____ SOURCE INFORMATION

PR #218, opened 2022-03-23
🐛 fake some event data when running via act

joelddiaz:
It appears that act doesn't set up enough of a fake environment which
can cause some github action workflows that work on the real github to
fail when run through act.

Create some fake event data so that the checks against specific comments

________

*YOUR OBJECTIVE*. One line above contains "fail when run through act.". Output that line and each one after it, word for word, and nothing else.

*ANSWER*.
fail when run through act.

Create some fake event data so that the checks against specific comments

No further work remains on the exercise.